### WHAT YOU HAVE TO DO
Below are the records; repeat them in full, exactly.

### RECORDS SHOWN

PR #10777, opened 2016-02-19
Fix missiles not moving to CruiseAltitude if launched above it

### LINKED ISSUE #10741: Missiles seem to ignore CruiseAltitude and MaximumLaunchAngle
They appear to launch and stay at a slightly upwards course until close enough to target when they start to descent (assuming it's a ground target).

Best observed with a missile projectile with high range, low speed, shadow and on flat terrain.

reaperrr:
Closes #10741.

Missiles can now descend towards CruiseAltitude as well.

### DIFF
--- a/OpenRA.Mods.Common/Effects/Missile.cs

### ANSWER
PR #10777, opened 2016-02-19
Fix missiles not moving to CruiseAltitude if launched above it

### LINKED ISSUE #10741: Missiles seem to ignore CruiseAltitude and MaximumLaunchAngle
They appear to launch and stay at a slightly upwards course until close enough to target when they start to descent (assuming it's a ground target).

Best observed with a missile projectile with high range, low speed, shadow and on flat terrain.

reaperrr:
Closes #10741.

Missiles can now descend towards CruiseAltitude as well.

### DIFF
--- a/OpenRA.Mods.Common/Effects/Missile.cs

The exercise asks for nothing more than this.